=== Problem description ===
Each line in the entries below that holds the string "LowerString" is to be listed.

(Data extract begins)

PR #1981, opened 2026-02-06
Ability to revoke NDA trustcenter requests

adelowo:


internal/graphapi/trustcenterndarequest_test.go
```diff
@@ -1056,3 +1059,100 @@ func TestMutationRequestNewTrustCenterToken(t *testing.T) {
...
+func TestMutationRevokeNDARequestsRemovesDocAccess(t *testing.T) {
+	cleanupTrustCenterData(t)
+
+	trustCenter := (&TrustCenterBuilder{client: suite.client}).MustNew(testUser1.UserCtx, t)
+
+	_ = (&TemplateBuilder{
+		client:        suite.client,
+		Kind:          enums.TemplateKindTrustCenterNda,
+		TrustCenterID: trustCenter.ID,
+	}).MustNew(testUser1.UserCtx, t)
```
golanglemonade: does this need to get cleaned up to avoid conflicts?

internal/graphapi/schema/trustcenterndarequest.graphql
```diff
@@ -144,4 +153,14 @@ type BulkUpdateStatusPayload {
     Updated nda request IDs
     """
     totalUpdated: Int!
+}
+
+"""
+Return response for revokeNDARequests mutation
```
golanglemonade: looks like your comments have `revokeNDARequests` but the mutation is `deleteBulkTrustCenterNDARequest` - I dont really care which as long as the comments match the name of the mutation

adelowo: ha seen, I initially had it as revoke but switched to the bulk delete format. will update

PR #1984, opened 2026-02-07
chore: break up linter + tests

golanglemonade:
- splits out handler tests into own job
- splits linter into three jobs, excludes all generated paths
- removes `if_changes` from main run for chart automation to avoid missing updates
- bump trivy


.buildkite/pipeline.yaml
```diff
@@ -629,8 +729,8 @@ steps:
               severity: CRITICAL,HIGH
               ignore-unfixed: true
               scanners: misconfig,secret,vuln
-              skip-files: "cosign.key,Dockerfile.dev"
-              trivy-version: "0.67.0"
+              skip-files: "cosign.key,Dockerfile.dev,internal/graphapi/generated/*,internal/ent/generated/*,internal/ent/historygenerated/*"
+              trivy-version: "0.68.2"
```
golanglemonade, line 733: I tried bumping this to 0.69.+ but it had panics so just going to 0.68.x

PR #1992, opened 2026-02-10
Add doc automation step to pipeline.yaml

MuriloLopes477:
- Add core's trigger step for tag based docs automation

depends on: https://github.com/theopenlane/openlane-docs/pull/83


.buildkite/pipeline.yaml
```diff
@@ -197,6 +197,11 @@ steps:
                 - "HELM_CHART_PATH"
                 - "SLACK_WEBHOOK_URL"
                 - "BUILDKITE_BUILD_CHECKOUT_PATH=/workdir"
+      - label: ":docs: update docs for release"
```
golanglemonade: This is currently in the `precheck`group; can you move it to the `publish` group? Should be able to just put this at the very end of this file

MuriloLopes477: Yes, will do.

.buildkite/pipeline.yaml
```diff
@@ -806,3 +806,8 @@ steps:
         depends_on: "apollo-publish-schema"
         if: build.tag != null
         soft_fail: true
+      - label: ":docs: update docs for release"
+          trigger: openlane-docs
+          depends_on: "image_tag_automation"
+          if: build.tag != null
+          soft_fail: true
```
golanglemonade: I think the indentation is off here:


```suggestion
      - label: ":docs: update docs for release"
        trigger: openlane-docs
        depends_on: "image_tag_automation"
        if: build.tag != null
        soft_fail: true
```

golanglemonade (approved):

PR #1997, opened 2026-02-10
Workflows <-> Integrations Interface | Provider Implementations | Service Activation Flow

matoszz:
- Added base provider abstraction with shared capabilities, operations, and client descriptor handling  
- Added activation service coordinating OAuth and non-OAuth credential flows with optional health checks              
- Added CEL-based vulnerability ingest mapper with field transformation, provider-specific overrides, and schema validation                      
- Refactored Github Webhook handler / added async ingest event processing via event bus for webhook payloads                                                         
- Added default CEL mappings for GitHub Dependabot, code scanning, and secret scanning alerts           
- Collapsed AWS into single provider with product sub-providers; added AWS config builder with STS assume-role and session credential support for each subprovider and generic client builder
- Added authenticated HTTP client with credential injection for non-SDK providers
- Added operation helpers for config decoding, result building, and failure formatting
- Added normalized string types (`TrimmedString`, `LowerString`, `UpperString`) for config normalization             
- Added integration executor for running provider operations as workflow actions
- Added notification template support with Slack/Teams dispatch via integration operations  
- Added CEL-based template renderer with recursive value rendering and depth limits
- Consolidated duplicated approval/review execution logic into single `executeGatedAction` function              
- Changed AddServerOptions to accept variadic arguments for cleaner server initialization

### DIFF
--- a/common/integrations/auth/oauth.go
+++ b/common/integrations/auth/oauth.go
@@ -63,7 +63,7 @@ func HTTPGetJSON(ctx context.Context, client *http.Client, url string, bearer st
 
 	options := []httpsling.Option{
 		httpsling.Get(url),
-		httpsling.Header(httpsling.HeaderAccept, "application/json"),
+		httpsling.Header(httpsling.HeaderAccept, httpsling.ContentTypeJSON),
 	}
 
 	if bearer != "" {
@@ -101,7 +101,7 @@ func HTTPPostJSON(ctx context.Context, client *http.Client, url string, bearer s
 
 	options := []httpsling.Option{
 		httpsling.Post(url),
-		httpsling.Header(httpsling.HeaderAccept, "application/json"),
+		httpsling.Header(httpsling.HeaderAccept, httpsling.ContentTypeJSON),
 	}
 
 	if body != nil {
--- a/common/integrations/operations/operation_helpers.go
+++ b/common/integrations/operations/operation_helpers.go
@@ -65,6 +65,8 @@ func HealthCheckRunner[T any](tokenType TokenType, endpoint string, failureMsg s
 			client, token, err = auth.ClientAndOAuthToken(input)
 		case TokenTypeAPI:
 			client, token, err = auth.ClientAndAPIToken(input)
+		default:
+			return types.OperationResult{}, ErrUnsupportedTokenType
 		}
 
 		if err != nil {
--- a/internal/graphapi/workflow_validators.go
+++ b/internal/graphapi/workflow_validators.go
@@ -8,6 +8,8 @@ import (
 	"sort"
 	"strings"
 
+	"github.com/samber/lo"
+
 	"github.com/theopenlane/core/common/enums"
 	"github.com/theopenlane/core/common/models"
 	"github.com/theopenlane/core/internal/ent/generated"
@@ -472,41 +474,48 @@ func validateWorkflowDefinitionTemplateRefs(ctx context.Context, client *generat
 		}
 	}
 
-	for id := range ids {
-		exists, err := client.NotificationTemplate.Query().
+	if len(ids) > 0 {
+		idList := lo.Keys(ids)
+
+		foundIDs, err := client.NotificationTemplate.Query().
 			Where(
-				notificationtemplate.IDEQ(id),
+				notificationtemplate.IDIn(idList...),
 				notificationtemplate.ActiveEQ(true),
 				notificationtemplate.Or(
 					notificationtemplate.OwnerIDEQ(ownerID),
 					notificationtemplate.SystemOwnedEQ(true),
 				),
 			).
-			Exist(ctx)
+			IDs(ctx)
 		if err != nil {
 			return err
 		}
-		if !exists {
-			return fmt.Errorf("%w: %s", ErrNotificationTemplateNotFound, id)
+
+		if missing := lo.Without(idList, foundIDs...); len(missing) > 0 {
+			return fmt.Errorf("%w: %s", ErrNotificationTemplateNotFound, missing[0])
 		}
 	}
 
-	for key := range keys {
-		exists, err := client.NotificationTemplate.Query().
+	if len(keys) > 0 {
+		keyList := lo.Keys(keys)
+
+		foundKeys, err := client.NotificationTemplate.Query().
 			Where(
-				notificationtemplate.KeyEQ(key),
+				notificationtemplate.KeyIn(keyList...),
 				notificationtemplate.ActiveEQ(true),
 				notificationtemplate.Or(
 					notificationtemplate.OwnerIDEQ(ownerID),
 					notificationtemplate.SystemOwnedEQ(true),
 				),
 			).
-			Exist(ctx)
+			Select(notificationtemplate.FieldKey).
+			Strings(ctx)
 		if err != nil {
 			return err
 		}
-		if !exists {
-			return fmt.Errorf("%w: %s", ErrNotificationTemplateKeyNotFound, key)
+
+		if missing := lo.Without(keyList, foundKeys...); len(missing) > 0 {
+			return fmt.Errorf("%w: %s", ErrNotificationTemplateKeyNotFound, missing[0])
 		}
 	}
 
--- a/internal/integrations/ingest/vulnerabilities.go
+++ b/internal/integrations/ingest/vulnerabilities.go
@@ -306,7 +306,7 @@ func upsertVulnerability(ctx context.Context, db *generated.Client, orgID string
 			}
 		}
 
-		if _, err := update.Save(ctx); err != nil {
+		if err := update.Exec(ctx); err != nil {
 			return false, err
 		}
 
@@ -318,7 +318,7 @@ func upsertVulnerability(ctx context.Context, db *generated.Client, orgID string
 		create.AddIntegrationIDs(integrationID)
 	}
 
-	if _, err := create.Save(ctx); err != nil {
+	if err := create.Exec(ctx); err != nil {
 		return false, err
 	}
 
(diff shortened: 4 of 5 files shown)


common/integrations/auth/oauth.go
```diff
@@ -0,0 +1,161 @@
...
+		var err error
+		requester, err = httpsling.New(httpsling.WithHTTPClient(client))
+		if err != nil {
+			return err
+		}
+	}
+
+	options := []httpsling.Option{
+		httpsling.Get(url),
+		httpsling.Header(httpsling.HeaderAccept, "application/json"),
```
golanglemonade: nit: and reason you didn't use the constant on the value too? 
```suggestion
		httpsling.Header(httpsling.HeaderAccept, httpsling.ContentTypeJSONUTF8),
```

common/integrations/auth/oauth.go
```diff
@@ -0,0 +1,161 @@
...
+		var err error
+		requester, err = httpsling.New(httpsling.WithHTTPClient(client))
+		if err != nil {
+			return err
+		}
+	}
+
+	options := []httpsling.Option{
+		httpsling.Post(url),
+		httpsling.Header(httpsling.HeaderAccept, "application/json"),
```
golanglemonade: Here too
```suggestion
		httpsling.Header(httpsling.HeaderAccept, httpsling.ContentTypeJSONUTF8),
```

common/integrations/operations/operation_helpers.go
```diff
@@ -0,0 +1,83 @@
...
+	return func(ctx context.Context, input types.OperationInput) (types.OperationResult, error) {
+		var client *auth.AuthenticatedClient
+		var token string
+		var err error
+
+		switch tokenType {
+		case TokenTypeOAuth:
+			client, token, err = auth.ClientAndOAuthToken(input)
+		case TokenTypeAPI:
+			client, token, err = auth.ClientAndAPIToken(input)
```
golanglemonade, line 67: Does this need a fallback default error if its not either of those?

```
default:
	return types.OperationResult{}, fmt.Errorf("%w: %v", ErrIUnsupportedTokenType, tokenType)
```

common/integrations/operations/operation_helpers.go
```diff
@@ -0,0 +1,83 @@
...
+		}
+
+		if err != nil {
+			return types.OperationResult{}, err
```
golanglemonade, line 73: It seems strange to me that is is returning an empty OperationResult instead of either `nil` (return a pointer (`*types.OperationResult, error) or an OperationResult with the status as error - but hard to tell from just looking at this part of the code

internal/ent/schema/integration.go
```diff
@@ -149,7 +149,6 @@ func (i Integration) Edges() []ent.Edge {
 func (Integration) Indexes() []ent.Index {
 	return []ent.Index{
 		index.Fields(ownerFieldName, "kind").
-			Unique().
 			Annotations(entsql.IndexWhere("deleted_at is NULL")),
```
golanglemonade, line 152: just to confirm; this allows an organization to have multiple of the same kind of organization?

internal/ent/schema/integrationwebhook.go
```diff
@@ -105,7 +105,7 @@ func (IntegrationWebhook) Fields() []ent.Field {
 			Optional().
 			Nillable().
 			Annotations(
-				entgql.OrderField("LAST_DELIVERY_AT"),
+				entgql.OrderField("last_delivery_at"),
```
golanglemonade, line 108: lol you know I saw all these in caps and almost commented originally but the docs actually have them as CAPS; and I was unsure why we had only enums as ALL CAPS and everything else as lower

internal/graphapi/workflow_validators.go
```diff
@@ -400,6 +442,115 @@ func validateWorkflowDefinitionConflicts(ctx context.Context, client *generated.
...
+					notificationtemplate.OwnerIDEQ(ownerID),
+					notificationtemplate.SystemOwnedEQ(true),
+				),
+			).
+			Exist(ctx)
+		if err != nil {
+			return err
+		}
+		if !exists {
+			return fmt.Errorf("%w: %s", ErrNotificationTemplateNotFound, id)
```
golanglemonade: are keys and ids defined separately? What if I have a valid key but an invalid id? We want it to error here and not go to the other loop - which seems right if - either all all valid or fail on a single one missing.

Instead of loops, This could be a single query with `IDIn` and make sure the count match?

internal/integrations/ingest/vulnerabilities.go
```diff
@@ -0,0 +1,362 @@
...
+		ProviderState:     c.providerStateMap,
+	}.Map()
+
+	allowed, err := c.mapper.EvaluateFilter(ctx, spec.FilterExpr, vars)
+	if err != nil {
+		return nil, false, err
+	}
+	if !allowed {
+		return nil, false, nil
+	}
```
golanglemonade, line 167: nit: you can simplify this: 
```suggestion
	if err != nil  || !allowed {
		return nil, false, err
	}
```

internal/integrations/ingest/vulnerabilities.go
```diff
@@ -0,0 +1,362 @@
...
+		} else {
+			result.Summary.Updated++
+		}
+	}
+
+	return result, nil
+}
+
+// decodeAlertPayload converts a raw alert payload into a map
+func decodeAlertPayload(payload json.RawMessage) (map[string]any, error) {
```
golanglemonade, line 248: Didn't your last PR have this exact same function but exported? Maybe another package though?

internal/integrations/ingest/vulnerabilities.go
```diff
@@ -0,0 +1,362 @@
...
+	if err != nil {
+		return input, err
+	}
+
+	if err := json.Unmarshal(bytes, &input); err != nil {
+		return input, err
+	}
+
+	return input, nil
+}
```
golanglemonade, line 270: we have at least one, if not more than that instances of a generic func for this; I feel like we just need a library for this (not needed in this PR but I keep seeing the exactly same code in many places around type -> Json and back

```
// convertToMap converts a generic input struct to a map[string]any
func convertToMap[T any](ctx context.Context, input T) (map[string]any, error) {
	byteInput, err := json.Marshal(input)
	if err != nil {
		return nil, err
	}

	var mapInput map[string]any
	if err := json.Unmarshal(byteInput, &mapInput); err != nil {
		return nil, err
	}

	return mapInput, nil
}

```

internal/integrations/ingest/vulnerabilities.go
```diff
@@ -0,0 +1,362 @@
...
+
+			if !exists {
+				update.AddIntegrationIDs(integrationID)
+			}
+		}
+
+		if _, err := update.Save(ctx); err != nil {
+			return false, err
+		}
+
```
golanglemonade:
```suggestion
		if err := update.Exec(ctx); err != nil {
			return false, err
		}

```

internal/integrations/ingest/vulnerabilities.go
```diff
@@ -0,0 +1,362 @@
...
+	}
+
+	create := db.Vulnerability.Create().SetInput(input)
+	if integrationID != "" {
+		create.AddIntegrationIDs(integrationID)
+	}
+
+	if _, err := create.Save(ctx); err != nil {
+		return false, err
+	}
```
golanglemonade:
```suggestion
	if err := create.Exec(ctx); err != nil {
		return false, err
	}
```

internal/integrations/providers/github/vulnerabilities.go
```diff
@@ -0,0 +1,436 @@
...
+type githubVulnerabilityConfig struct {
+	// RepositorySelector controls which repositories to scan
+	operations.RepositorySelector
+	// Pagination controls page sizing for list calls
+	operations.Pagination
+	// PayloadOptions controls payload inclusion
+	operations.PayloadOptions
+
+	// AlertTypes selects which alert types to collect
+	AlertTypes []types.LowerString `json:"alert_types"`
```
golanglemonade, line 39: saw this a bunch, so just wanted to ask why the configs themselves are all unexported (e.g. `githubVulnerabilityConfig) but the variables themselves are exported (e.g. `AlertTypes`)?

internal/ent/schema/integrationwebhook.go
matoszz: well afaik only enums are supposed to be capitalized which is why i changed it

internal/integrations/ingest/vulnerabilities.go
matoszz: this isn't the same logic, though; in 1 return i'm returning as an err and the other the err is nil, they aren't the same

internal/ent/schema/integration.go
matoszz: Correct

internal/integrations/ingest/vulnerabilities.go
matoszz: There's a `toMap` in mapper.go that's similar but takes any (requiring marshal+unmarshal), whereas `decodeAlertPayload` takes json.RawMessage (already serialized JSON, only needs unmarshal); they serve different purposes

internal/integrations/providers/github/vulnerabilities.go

(Data extract ends)

=== Response to the task ===
- Added normalized string types (`TrimmedString`, `LowerString`, `UpperString`) for config normalization             
+	AlertTypes []types.LowerString `json:"alert_types"`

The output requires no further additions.